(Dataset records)
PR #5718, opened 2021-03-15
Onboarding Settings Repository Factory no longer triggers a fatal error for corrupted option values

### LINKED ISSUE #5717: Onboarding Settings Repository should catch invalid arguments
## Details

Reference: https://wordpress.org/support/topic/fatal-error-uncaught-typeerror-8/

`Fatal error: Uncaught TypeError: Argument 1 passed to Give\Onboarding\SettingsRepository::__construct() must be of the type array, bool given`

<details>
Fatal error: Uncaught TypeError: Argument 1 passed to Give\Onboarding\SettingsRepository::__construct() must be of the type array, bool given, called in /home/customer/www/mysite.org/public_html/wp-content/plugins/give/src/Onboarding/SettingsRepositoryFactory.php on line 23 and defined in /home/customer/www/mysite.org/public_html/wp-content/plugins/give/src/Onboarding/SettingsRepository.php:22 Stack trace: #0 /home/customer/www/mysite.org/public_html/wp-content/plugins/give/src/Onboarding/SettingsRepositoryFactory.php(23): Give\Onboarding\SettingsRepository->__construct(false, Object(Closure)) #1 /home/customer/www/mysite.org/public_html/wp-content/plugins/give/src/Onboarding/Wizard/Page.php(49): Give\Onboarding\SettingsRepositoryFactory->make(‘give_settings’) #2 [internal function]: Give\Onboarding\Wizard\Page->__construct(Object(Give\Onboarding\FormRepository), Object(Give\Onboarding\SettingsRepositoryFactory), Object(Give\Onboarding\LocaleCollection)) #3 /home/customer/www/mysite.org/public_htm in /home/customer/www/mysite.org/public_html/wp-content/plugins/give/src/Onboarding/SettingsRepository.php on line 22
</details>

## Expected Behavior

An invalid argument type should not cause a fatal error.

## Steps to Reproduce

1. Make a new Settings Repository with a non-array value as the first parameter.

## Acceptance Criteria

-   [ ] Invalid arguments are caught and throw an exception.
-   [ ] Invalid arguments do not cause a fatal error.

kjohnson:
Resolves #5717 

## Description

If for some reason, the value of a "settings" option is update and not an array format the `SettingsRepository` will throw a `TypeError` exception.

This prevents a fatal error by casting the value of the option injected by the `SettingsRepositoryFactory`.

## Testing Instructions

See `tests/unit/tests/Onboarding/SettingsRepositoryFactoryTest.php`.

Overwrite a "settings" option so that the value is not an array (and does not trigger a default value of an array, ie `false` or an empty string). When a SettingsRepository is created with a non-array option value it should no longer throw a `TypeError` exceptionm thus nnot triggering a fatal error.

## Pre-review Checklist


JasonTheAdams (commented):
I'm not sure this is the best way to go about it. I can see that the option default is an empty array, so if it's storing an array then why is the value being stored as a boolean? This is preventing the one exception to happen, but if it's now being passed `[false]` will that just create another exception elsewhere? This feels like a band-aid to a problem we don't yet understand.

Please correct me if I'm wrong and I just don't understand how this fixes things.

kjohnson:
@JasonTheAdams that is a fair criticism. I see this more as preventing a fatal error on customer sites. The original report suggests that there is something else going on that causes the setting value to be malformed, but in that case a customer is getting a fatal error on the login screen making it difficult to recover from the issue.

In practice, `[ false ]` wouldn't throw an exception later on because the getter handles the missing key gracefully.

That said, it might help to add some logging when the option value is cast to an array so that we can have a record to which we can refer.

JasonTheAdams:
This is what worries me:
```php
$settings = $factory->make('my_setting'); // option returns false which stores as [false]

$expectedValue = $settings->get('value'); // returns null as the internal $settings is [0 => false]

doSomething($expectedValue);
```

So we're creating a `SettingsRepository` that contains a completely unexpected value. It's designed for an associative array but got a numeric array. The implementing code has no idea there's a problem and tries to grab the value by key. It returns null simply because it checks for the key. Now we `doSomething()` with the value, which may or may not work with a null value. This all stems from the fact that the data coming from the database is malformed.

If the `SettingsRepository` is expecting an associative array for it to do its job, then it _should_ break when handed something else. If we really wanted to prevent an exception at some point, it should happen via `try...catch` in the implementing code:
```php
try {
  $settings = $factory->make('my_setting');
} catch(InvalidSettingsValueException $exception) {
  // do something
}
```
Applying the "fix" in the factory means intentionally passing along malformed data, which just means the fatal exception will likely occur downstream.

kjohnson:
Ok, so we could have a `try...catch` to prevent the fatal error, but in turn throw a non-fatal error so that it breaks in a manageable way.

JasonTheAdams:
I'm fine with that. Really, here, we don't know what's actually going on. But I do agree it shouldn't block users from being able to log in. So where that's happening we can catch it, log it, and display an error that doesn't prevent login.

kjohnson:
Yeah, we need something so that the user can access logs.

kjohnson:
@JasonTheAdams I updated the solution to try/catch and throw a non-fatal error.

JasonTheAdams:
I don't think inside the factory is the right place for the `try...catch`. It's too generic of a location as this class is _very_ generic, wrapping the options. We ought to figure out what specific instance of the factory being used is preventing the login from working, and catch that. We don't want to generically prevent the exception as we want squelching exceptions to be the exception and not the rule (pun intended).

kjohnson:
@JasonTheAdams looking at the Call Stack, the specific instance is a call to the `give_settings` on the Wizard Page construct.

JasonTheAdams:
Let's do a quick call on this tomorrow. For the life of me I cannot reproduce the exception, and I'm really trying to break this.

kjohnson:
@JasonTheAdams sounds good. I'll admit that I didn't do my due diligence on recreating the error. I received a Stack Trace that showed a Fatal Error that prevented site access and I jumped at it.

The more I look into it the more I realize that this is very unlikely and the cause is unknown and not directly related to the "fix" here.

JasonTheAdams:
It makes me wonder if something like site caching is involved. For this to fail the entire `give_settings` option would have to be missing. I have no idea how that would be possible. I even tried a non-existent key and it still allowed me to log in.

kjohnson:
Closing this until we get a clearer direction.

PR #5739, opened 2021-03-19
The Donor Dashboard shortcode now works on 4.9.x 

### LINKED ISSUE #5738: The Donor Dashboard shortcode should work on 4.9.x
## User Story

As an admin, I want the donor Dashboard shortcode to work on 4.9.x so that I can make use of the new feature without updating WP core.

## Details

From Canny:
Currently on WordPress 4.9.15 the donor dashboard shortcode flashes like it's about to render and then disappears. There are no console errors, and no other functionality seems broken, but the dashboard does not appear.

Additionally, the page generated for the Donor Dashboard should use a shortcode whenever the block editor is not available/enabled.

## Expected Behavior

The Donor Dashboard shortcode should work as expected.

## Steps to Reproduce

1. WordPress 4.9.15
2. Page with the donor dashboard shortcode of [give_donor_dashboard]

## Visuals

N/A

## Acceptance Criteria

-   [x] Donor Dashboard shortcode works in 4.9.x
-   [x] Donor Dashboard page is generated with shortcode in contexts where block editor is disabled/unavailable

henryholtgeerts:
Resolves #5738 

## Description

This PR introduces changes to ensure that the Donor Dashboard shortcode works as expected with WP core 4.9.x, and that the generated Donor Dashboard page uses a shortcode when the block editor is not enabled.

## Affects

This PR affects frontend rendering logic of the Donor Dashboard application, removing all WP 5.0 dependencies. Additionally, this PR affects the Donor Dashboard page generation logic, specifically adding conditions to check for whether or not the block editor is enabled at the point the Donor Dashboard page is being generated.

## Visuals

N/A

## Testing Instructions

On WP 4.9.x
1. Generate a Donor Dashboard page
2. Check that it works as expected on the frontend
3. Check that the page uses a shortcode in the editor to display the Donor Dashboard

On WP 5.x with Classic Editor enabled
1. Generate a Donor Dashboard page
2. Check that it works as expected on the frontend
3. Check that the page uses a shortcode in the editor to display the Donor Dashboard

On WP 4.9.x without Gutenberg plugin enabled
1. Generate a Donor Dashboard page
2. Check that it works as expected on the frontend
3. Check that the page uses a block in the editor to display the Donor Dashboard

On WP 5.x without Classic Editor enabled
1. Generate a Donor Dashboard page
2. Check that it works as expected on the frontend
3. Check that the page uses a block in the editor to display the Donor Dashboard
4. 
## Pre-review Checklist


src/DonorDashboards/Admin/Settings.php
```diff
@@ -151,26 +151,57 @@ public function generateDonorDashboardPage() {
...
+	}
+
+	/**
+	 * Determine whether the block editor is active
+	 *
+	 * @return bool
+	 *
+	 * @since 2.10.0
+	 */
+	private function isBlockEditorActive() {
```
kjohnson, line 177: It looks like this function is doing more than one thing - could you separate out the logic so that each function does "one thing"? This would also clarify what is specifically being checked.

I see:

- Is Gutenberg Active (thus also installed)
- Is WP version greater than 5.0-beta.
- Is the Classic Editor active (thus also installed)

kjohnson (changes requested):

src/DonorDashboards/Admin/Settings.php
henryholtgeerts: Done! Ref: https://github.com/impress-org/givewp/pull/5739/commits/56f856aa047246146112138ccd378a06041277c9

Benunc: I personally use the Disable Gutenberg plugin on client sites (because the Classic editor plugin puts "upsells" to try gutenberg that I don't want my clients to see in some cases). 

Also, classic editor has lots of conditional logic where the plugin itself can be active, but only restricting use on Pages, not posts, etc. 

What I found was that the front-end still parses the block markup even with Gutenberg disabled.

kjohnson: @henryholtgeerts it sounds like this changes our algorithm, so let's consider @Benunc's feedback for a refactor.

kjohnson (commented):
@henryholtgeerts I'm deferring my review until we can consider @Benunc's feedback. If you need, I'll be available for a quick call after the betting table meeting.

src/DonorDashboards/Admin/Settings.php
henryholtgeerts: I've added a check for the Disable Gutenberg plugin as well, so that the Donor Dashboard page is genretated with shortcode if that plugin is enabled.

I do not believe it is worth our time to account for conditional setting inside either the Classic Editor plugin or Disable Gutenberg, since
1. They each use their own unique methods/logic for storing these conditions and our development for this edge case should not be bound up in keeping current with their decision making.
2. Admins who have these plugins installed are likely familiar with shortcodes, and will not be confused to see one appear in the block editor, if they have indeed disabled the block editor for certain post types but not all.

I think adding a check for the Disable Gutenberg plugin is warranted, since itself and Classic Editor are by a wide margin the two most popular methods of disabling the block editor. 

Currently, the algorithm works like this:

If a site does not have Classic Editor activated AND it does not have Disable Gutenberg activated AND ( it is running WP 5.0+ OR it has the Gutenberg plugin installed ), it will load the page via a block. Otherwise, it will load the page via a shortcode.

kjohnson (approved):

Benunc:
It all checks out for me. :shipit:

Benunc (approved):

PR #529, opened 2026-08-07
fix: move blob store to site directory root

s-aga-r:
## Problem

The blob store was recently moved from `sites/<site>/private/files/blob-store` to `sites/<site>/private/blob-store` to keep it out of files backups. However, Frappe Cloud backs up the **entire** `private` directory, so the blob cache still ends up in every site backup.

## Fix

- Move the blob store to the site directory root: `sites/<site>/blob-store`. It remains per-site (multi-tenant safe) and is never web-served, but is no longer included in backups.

--

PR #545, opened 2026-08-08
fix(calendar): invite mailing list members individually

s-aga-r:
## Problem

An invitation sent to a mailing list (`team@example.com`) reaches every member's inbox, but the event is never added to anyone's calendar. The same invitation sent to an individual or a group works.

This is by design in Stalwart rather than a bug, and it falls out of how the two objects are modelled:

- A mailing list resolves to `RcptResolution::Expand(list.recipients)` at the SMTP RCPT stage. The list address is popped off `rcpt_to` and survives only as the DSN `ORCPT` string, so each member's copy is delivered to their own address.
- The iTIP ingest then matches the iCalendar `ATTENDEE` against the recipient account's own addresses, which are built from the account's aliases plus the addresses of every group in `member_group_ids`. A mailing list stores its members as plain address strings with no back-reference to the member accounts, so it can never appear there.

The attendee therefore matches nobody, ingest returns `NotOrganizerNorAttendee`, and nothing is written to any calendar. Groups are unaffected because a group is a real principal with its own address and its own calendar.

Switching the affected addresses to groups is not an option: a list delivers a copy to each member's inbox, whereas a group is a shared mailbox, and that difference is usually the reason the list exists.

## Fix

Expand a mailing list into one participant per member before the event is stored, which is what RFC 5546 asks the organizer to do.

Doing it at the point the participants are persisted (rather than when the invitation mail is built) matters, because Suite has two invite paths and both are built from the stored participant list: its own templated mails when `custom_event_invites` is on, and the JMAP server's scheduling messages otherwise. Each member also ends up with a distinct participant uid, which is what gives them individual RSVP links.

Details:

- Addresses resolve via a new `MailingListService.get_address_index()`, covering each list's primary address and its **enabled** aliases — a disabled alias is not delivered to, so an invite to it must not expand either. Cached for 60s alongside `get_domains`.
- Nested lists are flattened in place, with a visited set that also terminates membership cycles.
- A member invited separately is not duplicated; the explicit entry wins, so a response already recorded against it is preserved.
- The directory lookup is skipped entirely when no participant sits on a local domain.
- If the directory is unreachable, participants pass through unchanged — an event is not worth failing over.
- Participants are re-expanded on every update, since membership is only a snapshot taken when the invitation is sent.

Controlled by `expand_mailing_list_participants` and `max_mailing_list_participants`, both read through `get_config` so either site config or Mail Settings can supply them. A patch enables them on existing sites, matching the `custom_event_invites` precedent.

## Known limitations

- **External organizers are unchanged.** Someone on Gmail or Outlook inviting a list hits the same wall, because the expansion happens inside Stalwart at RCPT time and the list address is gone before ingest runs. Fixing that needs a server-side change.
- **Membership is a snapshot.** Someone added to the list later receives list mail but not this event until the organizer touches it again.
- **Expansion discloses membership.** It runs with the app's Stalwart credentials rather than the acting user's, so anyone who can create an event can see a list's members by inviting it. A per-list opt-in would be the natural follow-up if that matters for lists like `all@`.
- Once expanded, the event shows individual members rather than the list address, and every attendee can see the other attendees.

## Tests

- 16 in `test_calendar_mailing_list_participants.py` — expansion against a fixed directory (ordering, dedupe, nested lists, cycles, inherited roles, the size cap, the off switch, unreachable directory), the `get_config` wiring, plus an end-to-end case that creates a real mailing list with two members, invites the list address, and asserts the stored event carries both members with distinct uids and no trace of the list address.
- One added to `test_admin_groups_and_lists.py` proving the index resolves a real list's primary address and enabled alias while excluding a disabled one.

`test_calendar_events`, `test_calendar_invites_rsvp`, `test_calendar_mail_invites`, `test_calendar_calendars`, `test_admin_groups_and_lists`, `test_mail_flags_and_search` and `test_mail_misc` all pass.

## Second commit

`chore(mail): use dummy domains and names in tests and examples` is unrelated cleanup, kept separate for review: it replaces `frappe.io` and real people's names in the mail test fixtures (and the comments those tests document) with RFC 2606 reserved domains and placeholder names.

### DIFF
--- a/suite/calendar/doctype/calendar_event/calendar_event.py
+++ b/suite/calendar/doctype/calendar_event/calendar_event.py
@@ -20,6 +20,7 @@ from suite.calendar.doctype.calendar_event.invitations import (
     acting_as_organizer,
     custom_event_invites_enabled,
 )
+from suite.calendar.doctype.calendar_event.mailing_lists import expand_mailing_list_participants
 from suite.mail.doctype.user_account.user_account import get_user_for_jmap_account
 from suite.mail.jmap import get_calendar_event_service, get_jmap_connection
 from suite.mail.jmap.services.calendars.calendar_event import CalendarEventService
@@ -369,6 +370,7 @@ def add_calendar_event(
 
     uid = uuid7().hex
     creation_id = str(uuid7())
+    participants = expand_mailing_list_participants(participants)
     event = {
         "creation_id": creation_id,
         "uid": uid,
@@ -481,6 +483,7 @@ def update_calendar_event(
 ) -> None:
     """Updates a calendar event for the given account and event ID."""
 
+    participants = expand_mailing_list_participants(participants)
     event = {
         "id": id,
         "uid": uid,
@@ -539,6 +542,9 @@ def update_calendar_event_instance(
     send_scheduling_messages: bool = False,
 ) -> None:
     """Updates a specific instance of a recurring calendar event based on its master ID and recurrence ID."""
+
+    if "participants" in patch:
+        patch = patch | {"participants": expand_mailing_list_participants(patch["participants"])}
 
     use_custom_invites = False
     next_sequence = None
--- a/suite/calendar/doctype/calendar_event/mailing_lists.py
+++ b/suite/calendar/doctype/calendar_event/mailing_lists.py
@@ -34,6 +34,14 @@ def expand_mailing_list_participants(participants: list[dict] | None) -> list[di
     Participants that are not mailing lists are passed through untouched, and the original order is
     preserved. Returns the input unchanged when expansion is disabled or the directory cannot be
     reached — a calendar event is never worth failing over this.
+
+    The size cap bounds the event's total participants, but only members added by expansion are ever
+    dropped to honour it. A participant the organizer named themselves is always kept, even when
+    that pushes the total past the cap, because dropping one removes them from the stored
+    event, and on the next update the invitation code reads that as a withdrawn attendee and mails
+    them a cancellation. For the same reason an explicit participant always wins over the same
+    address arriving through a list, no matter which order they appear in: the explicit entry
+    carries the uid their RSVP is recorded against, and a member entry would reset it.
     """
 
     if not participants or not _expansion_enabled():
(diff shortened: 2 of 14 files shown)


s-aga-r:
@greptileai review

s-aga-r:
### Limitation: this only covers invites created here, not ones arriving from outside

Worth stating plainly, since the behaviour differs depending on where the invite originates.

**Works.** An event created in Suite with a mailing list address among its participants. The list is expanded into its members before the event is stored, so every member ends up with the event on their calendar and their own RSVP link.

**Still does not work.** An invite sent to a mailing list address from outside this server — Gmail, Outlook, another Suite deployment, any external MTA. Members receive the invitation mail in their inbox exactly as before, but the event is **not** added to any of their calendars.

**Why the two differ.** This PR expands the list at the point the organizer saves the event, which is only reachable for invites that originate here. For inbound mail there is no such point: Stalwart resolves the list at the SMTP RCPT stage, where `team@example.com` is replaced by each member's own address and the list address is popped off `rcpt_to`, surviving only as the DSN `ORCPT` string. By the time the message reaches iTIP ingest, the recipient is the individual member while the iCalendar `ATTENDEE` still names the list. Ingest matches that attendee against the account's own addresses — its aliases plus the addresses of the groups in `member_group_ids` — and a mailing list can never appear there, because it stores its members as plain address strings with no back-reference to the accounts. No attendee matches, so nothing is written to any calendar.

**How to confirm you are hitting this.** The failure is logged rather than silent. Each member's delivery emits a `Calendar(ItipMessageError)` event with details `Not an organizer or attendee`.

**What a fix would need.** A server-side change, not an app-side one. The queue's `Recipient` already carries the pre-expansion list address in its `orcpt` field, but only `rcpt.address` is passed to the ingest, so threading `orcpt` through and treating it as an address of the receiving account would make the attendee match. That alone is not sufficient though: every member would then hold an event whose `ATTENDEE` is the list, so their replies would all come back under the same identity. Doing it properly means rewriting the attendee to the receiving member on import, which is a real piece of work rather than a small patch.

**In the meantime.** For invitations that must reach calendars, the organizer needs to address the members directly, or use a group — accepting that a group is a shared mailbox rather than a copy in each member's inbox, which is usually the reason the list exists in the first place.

▶ **Work instructions**: Reproduce, word for word and in full, only the lines above that start at the line with "PR #5718, opened 2021-03-15" and run through the line with "This prevents a", both ends included.

▶ **Solved problem**:
PR #5718, opened 2021-03-15
Onboarding Settings Repository Factory no longer triggers a fatal error for corrupted option values

### LINKED ISSUE #5717: Onboarding Settings Repository should catch invalid arguments
## Details

Reference: https://wordpress.org/support/topic/fatal-error-uncaught-typeerror-8/

`Fatal error: Uncaught TypeError: Argument 1 passed to Give\Onboarding\SettingsRepository::__construct() must be of the type array, bool given`

<details>
Fatal error: Uncaught TypeError: Argument 1 passed to Give\Onboarding\SettingsRepository::__construct() must be of the type array, bool given, called in /home/customer/www/mysite.org/public_html/wp-content/plugins/give/src/Onboarding/SettingsRepositoryFactory.php on line 23 and defined in /home/customer/www/mysite.org/public_html/wp-content/plugins/give/src/Onboarding/SettingsRepository.php:22 Stack trace: #0 /home/customer/www/mysite.org/public_html/wp-content/plugins/give/src/Onboarding/SettingsRepositoryFactory.php(23): Give\Onboarding\SettingsRepository->__construct(false, Object(Closure)) #1 /home/customer/www/mysite.org/public_html/wp-content/plugins/give/src/Onboarding/Wizard/Page.php(49): Give\Onboarding\SettingsRepositoryFactory->make(‘give_settings’) #2 [internal function]: Give\Onboarding\Wizard\Page->__construct(Object(Give\Onboarding\FormRepository), Object(Give\Onboarding\SettingsRepositoryFactory), Object(Give\Onboarding\LocaleCollection)) #3 /home/customer/www/mysite.org/public_htm in /home/customer/www/mysite.org/public_html/wp-content/plugins/give/src/Onboarding/SettingsRepository.php on line 22
</details>

## Expected Behavior

An invalid argument type should not cause a fatal error.

## Steps to Reproduce

1. Make a new Settings Repository with a non-array value as the first parameter.

## Acceptance Criteria

-   [ ] Invalid arguments are caught and throw an exception.
-   [ ] Invalid arguments do not cause a fatal error.

kjohnson:
Resolves #5717 

## Description

If for some reason, the value of a "settings" option is update and not an array format the `SettingsRepository` will throw a `TypeError` exception.

This prevents a fatal error by casting the value of the option injected by the `SettingsRepositoryFactory`.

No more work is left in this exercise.